**Work task**
Find and copy each line of the listing below that has the word "detailed" in it.

**Supplied records**
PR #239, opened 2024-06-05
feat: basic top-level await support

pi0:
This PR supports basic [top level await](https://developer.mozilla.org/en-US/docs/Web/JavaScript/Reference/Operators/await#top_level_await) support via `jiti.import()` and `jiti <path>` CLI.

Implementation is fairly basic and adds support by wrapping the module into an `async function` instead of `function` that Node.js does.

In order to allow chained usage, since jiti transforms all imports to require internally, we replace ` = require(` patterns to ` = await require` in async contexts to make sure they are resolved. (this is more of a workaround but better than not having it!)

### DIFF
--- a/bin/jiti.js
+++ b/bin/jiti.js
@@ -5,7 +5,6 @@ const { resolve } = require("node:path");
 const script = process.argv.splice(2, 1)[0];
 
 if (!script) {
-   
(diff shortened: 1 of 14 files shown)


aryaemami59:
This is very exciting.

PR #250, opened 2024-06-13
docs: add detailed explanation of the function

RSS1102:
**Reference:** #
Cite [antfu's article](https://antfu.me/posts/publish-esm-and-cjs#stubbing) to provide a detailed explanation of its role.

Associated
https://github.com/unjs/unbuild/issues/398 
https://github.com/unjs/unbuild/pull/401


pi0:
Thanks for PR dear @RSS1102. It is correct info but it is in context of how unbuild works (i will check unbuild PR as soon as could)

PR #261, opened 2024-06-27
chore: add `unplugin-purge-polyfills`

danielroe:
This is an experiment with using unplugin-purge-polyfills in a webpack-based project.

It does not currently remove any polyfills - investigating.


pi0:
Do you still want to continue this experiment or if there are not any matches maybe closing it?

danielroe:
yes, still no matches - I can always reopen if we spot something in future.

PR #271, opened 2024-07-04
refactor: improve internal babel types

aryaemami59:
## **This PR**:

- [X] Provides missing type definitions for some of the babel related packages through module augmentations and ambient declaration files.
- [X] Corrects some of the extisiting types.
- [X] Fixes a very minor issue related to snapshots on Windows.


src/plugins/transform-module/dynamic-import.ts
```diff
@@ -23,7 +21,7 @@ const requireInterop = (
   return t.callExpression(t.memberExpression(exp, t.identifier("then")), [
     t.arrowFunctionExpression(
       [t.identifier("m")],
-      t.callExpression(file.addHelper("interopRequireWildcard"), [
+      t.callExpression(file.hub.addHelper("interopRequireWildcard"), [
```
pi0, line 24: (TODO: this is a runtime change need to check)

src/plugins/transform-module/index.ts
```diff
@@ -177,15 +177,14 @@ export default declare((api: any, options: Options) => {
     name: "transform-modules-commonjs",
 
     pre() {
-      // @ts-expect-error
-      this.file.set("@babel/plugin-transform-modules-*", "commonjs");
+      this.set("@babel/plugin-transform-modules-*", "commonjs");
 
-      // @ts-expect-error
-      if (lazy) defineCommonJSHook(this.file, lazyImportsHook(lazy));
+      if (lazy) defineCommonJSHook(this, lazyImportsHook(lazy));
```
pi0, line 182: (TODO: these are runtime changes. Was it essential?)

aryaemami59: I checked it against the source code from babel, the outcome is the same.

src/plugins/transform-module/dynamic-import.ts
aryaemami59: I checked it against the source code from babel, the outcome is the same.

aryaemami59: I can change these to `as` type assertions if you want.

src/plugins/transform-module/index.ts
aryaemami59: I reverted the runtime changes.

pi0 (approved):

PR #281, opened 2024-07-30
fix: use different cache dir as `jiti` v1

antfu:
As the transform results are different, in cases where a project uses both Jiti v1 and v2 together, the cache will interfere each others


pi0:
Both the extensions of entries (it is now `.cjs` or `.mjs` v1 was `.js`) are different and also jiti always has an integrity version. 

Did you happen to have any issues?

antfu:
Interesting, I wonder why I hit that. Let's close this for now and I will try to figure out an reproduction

--

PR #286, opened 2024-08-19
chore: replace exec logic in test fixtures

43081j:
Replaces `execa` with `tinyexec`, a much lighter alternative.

**Response to this task**
docs: add detailed explanation of the function
Cite [antfu's article](https://antfu.me/posts/publish-esm-and-cjs#stubbing) to provide a detailed explanation of its role.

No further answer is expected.